═══ SUPPLIED RECORDS ═══

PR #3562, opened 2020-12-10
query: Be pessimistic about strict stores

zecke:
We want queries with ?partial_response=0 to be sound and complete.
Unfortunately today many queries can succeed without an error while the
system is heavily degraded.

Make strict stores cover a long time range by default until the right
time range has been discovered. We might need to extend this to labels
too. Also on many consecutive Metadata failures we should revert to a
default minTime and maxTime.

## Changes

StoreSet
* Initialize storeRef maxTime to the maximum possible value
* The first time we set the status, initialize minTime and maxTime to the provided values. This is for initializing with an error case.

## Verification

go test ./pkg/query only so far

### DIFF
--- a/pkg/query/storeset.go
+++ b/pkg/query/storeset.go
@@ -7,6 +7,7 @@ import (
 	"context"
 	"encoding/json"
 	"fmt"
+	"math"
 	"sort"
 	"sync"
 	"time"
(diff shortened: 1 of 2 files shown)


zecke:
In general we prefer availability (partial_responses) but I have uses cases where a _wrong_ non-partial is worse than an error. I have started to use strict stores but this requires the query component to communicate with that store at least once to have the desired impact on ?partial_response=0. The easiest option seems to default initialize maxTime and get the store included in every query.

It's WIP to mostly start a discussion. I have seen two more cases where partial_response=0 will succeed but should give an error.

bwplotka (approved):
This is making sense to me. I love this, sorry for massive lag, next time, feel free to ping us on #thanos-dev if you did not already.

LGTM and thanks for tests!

═══
═══ SUPPLIED RECORDS ═══

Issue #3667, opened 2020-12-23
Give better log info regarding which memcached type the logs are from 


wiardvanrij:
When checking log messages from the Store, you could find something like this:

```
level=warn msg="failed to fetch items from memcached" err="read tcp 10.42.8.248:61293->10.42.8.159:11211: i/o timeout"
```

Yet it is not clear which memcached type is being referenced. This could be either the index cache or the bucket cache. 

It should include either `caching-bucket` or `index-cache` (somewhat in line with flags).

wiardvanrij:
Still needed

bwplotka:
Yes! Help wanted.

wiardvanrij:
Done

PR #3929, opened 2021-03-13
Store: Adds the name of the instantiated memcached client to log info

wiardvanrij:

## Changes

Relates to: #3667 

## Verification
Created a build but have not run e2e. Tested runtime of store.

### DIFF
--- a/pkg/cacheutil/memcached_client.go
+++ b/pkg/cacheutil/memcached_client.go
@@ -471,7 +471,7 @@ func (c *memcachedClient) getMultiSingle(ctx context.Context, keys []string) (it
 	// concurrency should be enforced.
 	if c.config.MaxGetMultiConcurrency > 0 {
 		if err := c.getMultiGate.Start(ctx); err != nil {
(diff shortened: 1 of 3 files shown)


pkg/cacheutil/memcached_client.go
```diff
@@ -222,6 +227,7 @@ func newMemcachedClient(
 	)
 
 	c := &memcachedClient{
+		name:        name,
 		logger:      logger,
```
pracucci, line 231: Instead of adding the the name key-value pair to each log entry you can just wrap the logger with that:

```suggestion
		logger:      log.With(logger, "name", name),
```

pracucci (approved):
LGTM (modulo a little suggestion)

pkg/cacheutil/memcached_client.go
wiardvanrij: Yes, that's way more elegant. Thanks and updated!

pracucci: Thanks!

═══

_PROBLEM DESCRIPTION_
After reading the records above, say how many lines hold the string "name", using only a number.

_ANSWER BOX_
4